A mentira mais audaciosa de Obama é que o Afeganistão de hoje
é um "abrigo seguro"
("safe haven")
para todos os ataques da al-Qaeda ao Ocidente. O seu próprio
conselheiro de segurança nacional, general James Jones, disse em Outubro
que havia "menos de 100" membros da al-Qaeda no Afeganistão.
Segundo a inteligência dos EUA, 90 por cento dos Taliban dificilmente
são Taliban mas sim "uma insurgência tribal localizada [a
qual] considera-se como opositora dos EUA porque é uma potência
ocupante". A guerra é uma fraude. Só os idiotas rematados
continuam a acreditar na espécie de "paz mundial" de Obama.
Abaixo da superfície, contudo, há um objectivo sério. Sob
o inquietante general Stanley McCrystal, o qual distinguiu-se pelos seus
esquadrões de assassinato no Iraque, a ocupação de um dos
países mais empobrecidos é um modelo para aquelas
"regiões desordenadas" do mundo ainda além do alcance
da Oceania.
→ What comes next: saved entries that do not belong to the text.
PR #138, opened 2016-04-22
Allow associate/disassociate on group to allow for child groups.

wenottingham:
Usage: tower-cli group associate --group "foo" --parent "bar"

### DIFF
--- a/lib/tower_cli/resources/group.py
+++ b/lib/tower_cli/resources/group.py
@@ -196,6 +196,20 @@ class Resource(models.Resource):
         isid = self._get_inventory_source_id(group)
         return isrc.update(isid, monitor=monitor, timeout=timeout, **kwargs)
 
+    @resources.command(use_fields_as_options=False)
+    @click.option('--group', type=types.Related('group'))
+    @click.option('--parent', type=types.Related('group'))
+    def associate(self, group, parent):
+        """Associate this group with the specified group."""
+        return self._assoc('children', parent, group)
+
+    @resources.command(use_fields_as_options=False)
+    @click.option('--group', type=types.Related('group'))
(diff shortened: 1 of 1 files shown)


AlanCoding:
Do you see this as something complementary to the group creation method in #135, or replacing it? We would still use the child list capability from that either way.

I had found that cross-inventory scenarios can complicate the situation for managing the group hierarchy a lot. I generally like your approach here. It's simple and it will work in most cases. For a corner case, however:

> tower-cli group associate --group "foo" --parent "bar"

Consider the case where the `bar` group exists inside of multiple inventories. I think it will fail relatively nicely (error that it found 2 bars, can't do that). We might want to move toward new custom field types, but I didn't see an implementation that could work for this type of thing. The command should, in theory, take just 1 inventory flag, because if either foo or bar are not in that inventory, the request should be rejected.

wenottingham:
It accomplishes the same thing as #135, I just didn't search first (my bad).  Maybe adding an optional --inventory parameter that is used for differentiation in the case that there are multiple groups of name 'foo' or 'bar' per the answer above.

AlanCoding:
It doesn't solve the exact same problem, and I wanted dis / associate functions for this. Creating the tree structure and managing it are different things. I can merge them together.

> Maybe adding an optional --inventory parameter that is used for differentiation in the case that there are multiple groups of name 'foo' or 'bar' per the answer above.

I like that, and I'm fine doing a one-off solution by copying the approach I used in the `create` method. That is, changing the argument type and adding inventory to the `get` if it is present. I still want to allow the syntax you initially presented, and if the user gets it wrong, then that's in the realm of exception handling.

AlanCoding:
This has now been fully integrated into the other PR for managing group nesting. Closing this PR.

PR #140, opened 2016-05-01
Concept to fix inability to disassociate things

### LINKED ISSUE #133: Can not switch ownership of credential from team to user
Consider that I have a credential (pk=6) that is owned by a team. I want to use tower-cli to switch the ownership to a user. There appears to be no way to do this. If I try to specify "no team", it will not accept that because it is interpreted as "associate the credential with the team named `null`".

```bash
$ tower-cli credential modify 6 --user=1 --team=null
Error: Could not get team. The requested object could not be found.
```

If I don't include the team, then tower-cli tries to modify the user field *in addition to* what already exists. This causes a validation problem.

```bash
$ tower-cli credential modify 6 --user=1

PATCH http://192.168.99.100:8013/api/v1/credentials/6/
Params: None
Data: {"user": 1}

Response: {"__all__":["Credential cannot be assigned to both a user and team"]}
```

There should be some designator that tells tower-cli to deallocate the team or user field, and this should be pointed out in the help text.

AlanCoding:
This would let people move credentials from user to team ownership, and in general allow telling the API that a field should be "null". The syntax to specify this would be:

> tower-cli resource command 14 --related-field=null

Doing this is a valid action. You don't often have the ability to make that change, but that's aside from the point. The linked issue is a rare scenario where it is absolutely needed.

Fixes #133

### DIFF
--- a/lib/tower_cli/models/base.py
+++ b/lib/tower_cli/models/base.py
@@ -581,6 +581,11 @@ class ResourceMethods(BaseResource):
             answer.update(existing_data)
             return answer
 
+        # Reinsert None for special case of null association
+        for key in kwargs:
+            if kwargs[key] == 'null':
+                kwargs[key] = None
+
         # Get the URL and method to use for the write.
         url = self.endpoint
         method = 'POST'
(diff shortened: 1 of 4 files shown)


wwitzel3:
We should probably handle this better on the Tower API side, but this is a nice work around in the meantime. 👍

PR #141, opened 2016-05-01
SSL corner case error and suggestion

### LINKED ISSUE #121: Discussion needed on how to best handle non ssl connections
Currently all connections default to using https. For systems that do not have https setup, a workaround of setting the host to `http://<ip>:<port>/` is possible, but it seems like maybe we should have a config option and/or flag for setting the protocol. Perhaps call it `protocol` with the default value being `https`?

AlanCoding:
This adds some verbosity to tower-cli in order to prevent a subset of problems that users have encountered with SSL errors.

Firstly, we are going to raise an error for the obviously wrong combination of an `http` host with verify_ssl set.

That still leaves the other possibility that tower-cli automatically attached `https` to the host, against the user's intent. This is tricky, and my past attempts to filter out the error did not work most of the time. So instead, we will tell the user when a SSLError comes up and this _could_ be the case. In retrospect, this looks like the best approach.

Fixes #121

### DIFF
--- a/lib/tower_cli/api.py
+++ b/lib/tower_cli/api.py
@@ -25,7 +25,7 @@ from requests.models import Response
 from requests.packages import urllib3
 
 from tower_cli.conf import settings
-from tower_cli.utils import data_structures, debug, exceptions as exc
+from tower_cli.utils import data_structures, debug, secho, exceptions as exc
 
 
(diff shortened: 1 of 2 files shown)


wwitzel3:
👍

PR #145, opened 2016-05-10
Feature survey crud

jeremypruitt:
Currently you can not add surveys to Ansible Tower Job Templates with the tower-cli tool. This request is to extend the library (not the CLI tool) to create surveys on Job Templates.

It is ugly as it seems the library is opinionated around some things that made sense before Ansible released survey support in Tower. Most resources in Tower have top level endpoints, like /inventories, /organizations, /job_templates, /projects, etc. However, surveys do not exist at a top level like /surveys or /survey_specs. Instead they are a sub resource of Job Templates and their endpoint is namespaced by job template so the endpoint is like this: 

   /job_templates/5/survey_spec

Where "5" is the ID of the Job Template to which you are adding a survey.


jeremypruitt:
So sorry did not mean to open this here. :)

AlanCoding:
I know this PR might not have been intended, but I'll leave some notes anyway. CRUD operations for JT surveys are certainly one of the top features we are in need of. Very cool to see this. I would also like to see an ability to look up the JT by name, but this can be added in easily by use of the decorator without changing anything else. Let me know if there's any way I can help.

Issue #144, opened 2016-05-04
Can not print a resource's fields


AlanCoding:
This is relevant for anyone using tower-cli as a python library.

Create some resource, like `res = tower_cli.get_resource('foobar')`, then try to inspect `res.fields`. This should be a list, but an error is encountered half way through:

```
[<Field: name (str, unique)>, <Field: description (str, not required)>, *** AttributeError: 'function' object has no attribute 'replace'
```

This appears to be due to the fact that [our custom types](https://github.com/ansible/tower-cli/blob/master/lib/tower_cli/utils/types.py) don't have [a `__name__` attribute](https://github.com/ansible/tower-cli/blob/master/lib/tower_cli/models/fields.py#L71). We should to go through all our custom types and assure that `__name__` is there and that the `__repr__` function works.

It looks like our inherited `ParamType`s from `click` also don't have this stuff, so there may be some potential for contributing upstream.

jangsutsr:
All `__name__` attributes are added to custom types. However there are also external field types that do not have __name__  attribute (like click.Choice). So for now I use `type(self.type).__name__` to represent the name of all field type names. Not sure if it is okay though.

PR #148, opened 2016-05-31
Solve issue 'Can not print a resource's fields #144'

jangsutsr:


tests/test_utils_types.py
```diff
@@ -22,7 +22,10 @@
 from tower_cli.api import client
 from tower_cli.utils import exceptions as exc, types
 
-from tests.compat import unittest, mock
+try:
+    from tests.compat import unittest, mock
```
AlanCoding: This is kind of circular with the intent of `compat.py`. No other tests do it this way, and it would be better to keep the same format.

tests/test_utils_types.py
```diff
@@ -133,3 +136,23 @@ def test_get_metavar(self):
...
+class GeneralTests(unittest.TestCase):
+    """A set of tests that are not specific to any type.
+    """
+    def test_type_name(self):
+        """Establish that custom types are equipped with __name__ field and the
+        upstream click.Choice's issue of having no __name__ field is properly
+        dealt with.
+        """
+        from os import walk
+        from tower_cli import get_resource
```
AlanCoding: We would like to keep import statements at the top of the file. Also, below, that's a very inventive solution for grabbing all of the different resources, but I would rather see more consistency with the rest of the code base in order to loop through all types of resources.

lib/tower_cli/utils/types.py
```diff
@@ -65,7 +67,7 @@ class Related(click.types.ParamType):
     """A subclass of click.types.ParamType that represents a value
     related to another resource.
     """
-    name = 'related'
```
AlanCoding: I think that removing `name` is likely to cause problems because other things will assume that it exists.

PR #1467, opened 2020-03-10
Add car registry tutorial code [ECR-4301]

dmitry-timofeev:
## Overview

Adds the car-registry service code; and a car registry client (not covered by the tutorial).

The tutorial to be reviewed first: https://github.com/exonum/exonum-doc/pull/414 

---
See: https://jira.bf.local/browse/ECR-4304

### Definition of Done

- [x] Public API has Javadoc


exonum-java-binding/tutorials/car-registry/README.md
```diff
@@ -0,0 +1,38 @@
+
+# car-registry
```
dmitry-timofeev: This is a generated readme, probably, shall be replaced with a link to the tutorial, once it is published.

exonum-java-binding/tutorials/car-registry/car-registry-client/src/main/java/com/example/car/client/Config.java
```diff
@@ -0,0 +1,27 @@
...
+ */
+
+package com.example.car.client;
+
+/**
+ * The client application rudimentary configuration.
+ */
+final class Config {
+  static final String NODE_PUBLIC_API_HOST = "http://127.0.0.1:3000";
+  static final String NODE_JAVA_API_HOST = "http://127.0.0.1:7000";
```
bullet-tooth: It's worth to add a few words in the tutorial why do we send tx to one endpoint and read the state from another

exonum-java-binding/tutorials/car-registry/car-registry-messages/pom.xml
```diff
@@ -0,0 +1,75 @@
...
+  </properties>
+
+  <dependencies>
+    <dependency>
+      <groupId>com.google.protobuf</groupId>
+      <artifactId>protobuf-java</artifactId>
+    </dependency>
+
+    <!--
+    TODO: Shall we include them, if by default Exonum types are not really needed
```
bullet-tooth: it may need for advanced users and I believe they can add the dependency themselves.

exonum-java-binding/tutorials/car-registry/car-registry-service/src/main/java/com/example/car/MyService.java
```diff
@@ -0,0 +1,148 @@
...
+  }
+
+  private void addVehicle(AddVehicle args, Prefixed serviceData) {
+    var schema = new MySchema(serviceData);
+    ProofMapIndexProxy<String, Vehicle> vehicles = schema.vehicles();
+
+    // Check there is no vehicle with such id in the registry yet
+    var newVehicle = args.getNewVehicle();
+    var id = newVehicle.getId();
+    if (vehicles.containsKey(id)) {
```
bullet-tooth: `ExecutionPreconditions`?

exonum-java-binding/tutorials/car-registry/car-registry-service/src/main/java/com/example/car/MyService.java
```diff
@@ -0,0 +1,148 @@
...
+    var id = args.getId();
+    if (!vehicles.containsKey(id)) {
+      throw new ExecutionException(NO_VEHICLE_ERROR_CODE, "No vehicle with such id: " + id);
+    }
+
+    // Update the owner
+    // Get the current entry
+    var vehicleEntry = vehicles.get(id);
+    // Update the owner
+    var newOwner = args.getNewOwner();
```
bullet-tooth: It will be good to add a check that this operation is performed by the car owner. And it will add some clarity about why do we need keys. But it will add complexity.

exonum-java-binding/tutorials/car-registry/start-testnet.sh
```diff
@@ -0,0 +1,62 @@
...
+header "3 Finalize Configuration"
+exonum-java finalize \
+    "$TESTNET_PATH"/sec.toml \
+    "$TESTNET_PATH"/node.toml \
+    --public-configs "$TESTNET_PATH"/pub.toml
+
+header "4 Start Test Network"
+exonum-java run \
+    --node-config "$TESTNET_PATH"/node.toml \
+    --artifacts-path "$TESTNET_PATH"/artifacts \
```
bullet-tooth: add here a path to `target`?

exonum-java-binding/tutorials/car-registry/car-registry-service/src/main/java/com/example/car/MyService.java
dmitry-timofeev: I decided against their use them for clarity (you see that an ExecutionException is being thrown).

exonum-java-binding/tutorials/car-registry/car-registry-service/src/main/java/com/example/car/MyService.java
dmitry-timofeev: Yes, we currently don't have a registry of car owners :-) We say this topic (authorization) is out of scope in the beginning, but it would be nice to cover in a more advanced tutorial/how to.

exonum-java-binding/tutorials/car-registry/start-testnet.sh
dmitry-timofeev: On top of https://github.com/exonum/exonum-doc/pull/414#discussion_r390990994 , I'd add that this comes from the archetype; therefore, if we decide it is better to have the target, we shall change the archetype.

exonum-java-binding/tutorials/car-registry/car-registry-service/src/main/java/com/example/car/MyService.java
dmitry-timofeev: ExecutionException already references the preconditions at class-level Javadoc, we may add 

```java
 * @see ExecutionPreconditions
```

to each constructor as well.

exonum-java-binding/tutorials/car-registry/car-registry-service/src/main/java/com/example/car/MySchema.java
```diff
@@ -0,0 +1,54 @@
...
+    this.access = checkNotNull(serviceData);
+  }
+
+  // ci-block ci-vehicles {
+  /**
+   * Provides access to the current state of the vehicles registry.
+   */
+  public ProofMapIndexProxy<String, Vehicle> vehicles() {
+    var address = IndexAddress.valueOf("vehicles");
+    var keySerializer = StandardSerializers.string();
```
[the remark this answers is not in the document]
dmitry-timofeev: There is no particular reason. I don't think integers would be more difficult. We could change that to integers; that would lead to more diversity in message definitions, which is good. However, such invocations

```shell
java -jar car-registry-client/target/car-registry-client-1.0.0.jar \
  add-vehicle -a -n=test-car-registry "My car" "VW" "Polo" "$USER"
```

will have to use some int instead of the id/description "My car".

exonum-java-binding/tutorials/car-registry/car-registry-client/src/main/java/com/example/car/client/Config.java
dmitry-timofeev: But the present tutorial does not show requests to service at that level: both operations are hidden inside this CLI client that comes with the tutorial. That is, the user does not interact with these endpoints directly, but through a pre-configured client, therefore, we can't just add that there are two servers for different uses, we will have to explain a bit more.

Shall we add some explanation here for the curious?

dmitry-timofeev:
There is a question on how to integrate the tutorials into our build. They need a path to java_bindings library to run their ITs. They are not, however, child modules (because they must be independent from the main project, otherwise it won't be possible to build them separately from EJB), hence we cannot pass a property from the parent.

We could:
- Build car-registry from the enclosing project (EJB) as a nested module (non-child); and auto-detect such build from the environment variables we use (e.g., RUSTFLAGS). A little bit hacky. Also, in the unlikely event the user has RUSTFLAGS set, will break :-) 
- Build them separately through a script that explicitly passes the needed property:
```
mvn verify -DnativeLibPath=core/rust/target/debug -f tutorials/car-registry
```

Any better options?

Isto é conhecido como COIN, ou rede de
contra-insurgência
(counter-insurgency network),
a qual mobiliza em conjunto militares, organizações de ajuda,
psicólogos, antropólogos, os media e assalariados de
relações públicas. A coberto do jargão acerca de
ganhar corações e mentes, o seu objectivo é contrapor um
grupo étnico contra outro e incitar a guerra civil: tajiques e uzbeques
contra pashtuns.
Os americanos fizeram isto no Iraque e destruíram uma sociedade
multi-étnica. Eles corromperam e construíram muralhas entre
comunidades que outrora casavam-se entre si, fizeram limpeza étnica dos
sunitas e expulsaram milhões para fora do país. Os media
incorporados [às tropas] relataram isto como "paz" e
académicos americanos comprados por Washington e por "peritos em
segurança" instruídos pelo Pentágono apareceram na
BBC para difundir as boas notícias. Tal como no
1984,
a verdade era o oposto.
Algo semelhante está planeado para o Afeganistão. O povo
está a ser forçado a ir para "áreas alvo"
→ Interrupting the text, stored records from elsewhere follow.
PR #1470, opened 2020-03-13
Python scripts for build [ECR-4308]

vitvakatu:
## Overview

This is the experimental re-implementation of `package_app.sh` and `run_all_tests.sh` scripts in Python. Should work on Windows, Mac and Linux. It does not support some existing features, namely build settings (`--skip-tests`, `--release`, `--skip-cargo-clean`), but it can be easily added in the future.

__Please note: there are possible improvements to Python code to reduce code duplication, improve structure and readability, but this PR is for review of a general approach__

Pros:
- Python is more readable than bash or Powershell
- No code duplication between bash and powershell scripts

Cons:
- Triple code duplication: tests_profile.sh, tests_profile.ps1, tests_profile.py

---
See: https://jira.bf.local/browse/ECR-4308

### Definition of Done

- [ ] Public API has Javadoc

### DIFF
--- a/exonum-java-binding/package_app.py
+++ b/exonum-java-binding/package_app.py
@@ -1,0 +1,148 @@
+import os
+import subprocess
+import sys
+import fnmatch
+from shutil import copy
+from pathlib import Path
+
+
+def shared_lib_extension():
+    if os.name == 'posix':
+        return ".so"
+    elif os.name == 'os2':
+        return ".dylib"
+    elif os.name == 'nt':
+        return ".dll"
+    else:
+        raise Exception(f"This OS ({os.name}) is unsupported")
+
+
+def jvm_lib_name():
+    return "jvm" + shared_lib_extension()
+
+
+def get_java_lib_dir(java_home):
+    for root, _, filenames in os.walk(java_home):
+        if jvm_lib_name() in filenames:
+            return root
+    raise Exception(f"Invalid JAVA_HOME, jvm library not found: {java_home}")
+
+
+def get_std_lib_location(rust_sysroot):
+    lib_name = "std-*" + shared_lib_extension()
+    for root, _, filenames in os.walk(rust_sysroot):
+        for filename in fnmatch.filter(filenames, lib_name):
+            return root, filename
+
+
+def get_java_home():
+    if not os.environ["JAVA_HOME"] is None:
+        return os.environ["JAVA_HOME"]
+    result = subprocess.run(["java", "-XshowSettings:properties", "-version"], capture_output=True, check=True)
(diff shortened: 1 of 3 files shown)


exonum-java-binding/tests_profile.py
```diff
@@ -0,0 +1,111 @@
...
+        self.java_binding_lib_name = self._java_bindings_lib_name()
+        self.exonum_java_name = self._exonum_java_name()
+
+        self._set_environment_variables()
+
+    def _set_environment_variables(self):
+        os.environ["JAVA_HOME"] = self.java_home
+        print(f"JAVA_HOME={self.java_home}")
+        self._set_rustflags()
+        os.environ["PATH"] = self._create_path()
```
dmitry-timofeev: We didn't use to modify `PATH` (on Linux/Mac). Why is that needed?

exonum-java-binding/tests_profile.py
```diff
@@ -0,0 +1,111 @@
...
+
+    def _create_path(self):
+        return os.environ["PATH"] + os.pathsep + \
+               self.java_lib_dir + os.pathsep + \
+               self.std_lib_dir + os.pathsep + \
+               os.path.join(self.project_root, "core", "rust", "target", "debug")
+
+    def _set_rustflags(self):
+        if sys.platform == 'win32':
+            new_rustflags = " "
```
dmitry-timofeev: A space, not empty?

exonum-java-binding/package_app.py
```diff
@@ -0,0 +1,74 @@
...
+    os.environ["RUSTFLAGS"] = rustflags
+
+
+def clear_cargo(manifest_dir):
+    manifest_path = os.path.join(manifest_dir, "Cargo.toml")
+    subprocess.run(["cargo", "clean", "--manifest-path", manifest_path], check=True)
+
+
+if __name__ == '__main__':
+    tests_profile = TestsProfile()
```
dmitry-timofeev: As tests profile sets different rust flags, overwritten here, shall it be created here?

vitvakatu: Yes, probably we can implement `PackageProfile` subclass, I also noticed that.

exonum-java-binding/tests_profile.py
vitvakatu: 🤷‍♂ Copied from old windows scripts revision where wasn't such change

exonum-java-binding/tests_profile.py
vitvakatu: It's needed on Windows, but yes, it must be removed on Linux/Mac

controladas por senhores da guerra financiados pelos americanos e pelo
comércio de ópio. Que estes senhores da guerra sejam infames pela
sua barbárie é irrelevante. "Podemos viver com isso",
disse um diplomata da era Clinton acerca da perseguição às
mulheres num Afeganistão "estável" dirigido pelo
Taliban. Agências de ajuda favorecidas pelo ocidente, engenheiros e
especialistas em agricultura tratarão da "crise
humanitária" e assim "proteger" as terras tribais
subjugadas.
Esta é a teoria. Ela funcionou de certo modo na Jugoslávia onde a
partição com base no sectarismo étnico liquidou uma
sociedade outrora pacífica, mas fracassou no Vietname onde o
"programa de aldeias estratégicas" da CIA foi concebido para
encurralar e dividir a população do Sul e assim derrotar o Viet
Cong a expressão genérica dos americanos para a
resistência, semelhante a "Taliban".
Por trás de grande parte disto estão os israelenses, os quais
há muito aconselham os americanos tanto nas aventuras do Iraque como do
Afeganistão. Limpeza étnica, construção de
muralhas, postos de controle
(checkpoints),
punição colectiva e vigilância constante são
inovações israelenses que tiveram êxito em roubar a maior
parte da Palestina do seu povo nativo. E apesar de todo o seu sofrimento, os
palestinos não foram divididos irreversivelmente e aguentam-se como
nação contra todas as adversidades.
Os mais notáveis antecessores do Plano Obama, os quais o vencedor do
Prémio Nobel da Paz, o seu estranho general e os seus homens de RP
preferem esquecer, são aqueles que fracassaram no próprio
Afeganistão. Os britânicos no século XIX e os
soviéticos no século XX
[1]
tentaram conquistar aquele país selvagem pela limpeza étnica e
foram despedidos, embora apesar de terríveis banhos de sangue. Os
cemitérios imperiais são os seus monumentos comemorativos. O
poder do povo, por vezes desconcertante, muitas vezes heróico, permanece
em semente sob a neve e os invasores temem-no.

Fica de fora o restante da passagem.